Ditto and Elzie: o.o?
Saph: Yeah. He's trying to rescue a prince... es. Yeah. Princes. That's it. He has to go through the world and save a bunch of princes.
Ditto: Um... that's... not bad. Not terribly original, but... many folk will respond well to the concept of rescuing males for once. And besides, a story really isn't all THAT important anyway... just something to tell why they're doing everything. It'll work!
Elzie and Saph: *whew*
Ditto: Now, that's pretty basic, so I want you to give me more details that will play into the game later on. Okay... and next, I want to hear from... Hoo boy... VORPAL.
...Hey, where is Vorpal?
~the Teleview screen comes on~
Vorpal: Hi, Ditto. I'll have to play it from... uh.. here.
Masamune: Hee hee. Vorpal's going to get it now...!
Ditto: *sigh* Okay, Vorpal. Let's hear what you... er... have.
Vorpal: Okay. *takes out 1983 Casio keyboard and begins to play badly*
Ditto: That sounds like you're banging it with a rubber chicken.
Vorpal: *turns around* Hm?
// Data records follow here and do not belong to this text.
PR #598, opened 2026-07-30
Count verifier errors; stop sending the changed-file list

hwisoo-kim:
## Summary

Two changes, both prompted by investigating why #592's review let a hallucinated
`.trusted/` finding and a pre-existing finding through:

1. **Count verifier errors.** A verifier session that throws currently keeps its
   finding *silently*, so an outage is indistinguishable from a verifier that
   confirmed everything.
2. **Stop sending the changed-file list**, and remove the `pre-existing`
   refutation ground it existed to support.

`isDroppingVerdict`'s rule is otherwise unchanged, and nothing about the gate's
strictness changes.

## Why: #592 shipped 40 unfiltered findings that looked verified

```
02:14:38  novelty gate: on, base d7a43a587...
02:20:28  blast-radius:  failure (infra)   ← never ran
          correctness:   failure (infra)   ← never ran
```

> Review could not run — Claude API/quota error (429): **You've hit your session
> limit · resets 4:30am (UTC)**

The run was 02:14–02:20 and the limit reset at 04:30, so once hit it held for the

Oh... uh... *throws away rubber chicken*
Ditto: -_-0 Batsu, fetch me mah firin' stick.
Batsu: Yes, McCloaker-san. *goes to fetch firing stick*
Vorpal: Um... uh... *plays keyboard with fingers, nervously, and even more poorly*
*various chuckles as Vorpal plays a few more notes, and then suddenly stops*
Vorpal: Oh, to heck with it.
~All of a sudden, Vorpal cracks his knuckles and begins to play a masterful variation of Beethoven's 'Fur Elise' on the Casio, only it sounds like Classical Piano, which amazes everyone in the conference room, not to mention sweeping them away in it's absolute beauty~
Vorpal: *finishes* Okay, that's what I had in mind for the 'Game Over' screen. Now, for the first stage, I thought I'd do a slightly updated version of the original Donkey Kong music...
~He stands up, and the camera pans out into the music department to reveal an enormous stage. Vorpal rips off his white shirt to reveal a formal black tux underneath. He undoes his hair, which poofs out all white and frizzy, and takes out a conductor's baton, and steps up to the pulpit. The curtain parts and a floodlight illuminates a 40-piece orchestra~
Vorpal: Okay, guys, just like we did five minutes ago...
*In the conference room, Goom and Ba, dressed as ushers, walk amongst the audience*
Goom: ~To Elzie and Saph~ Programme, ladies?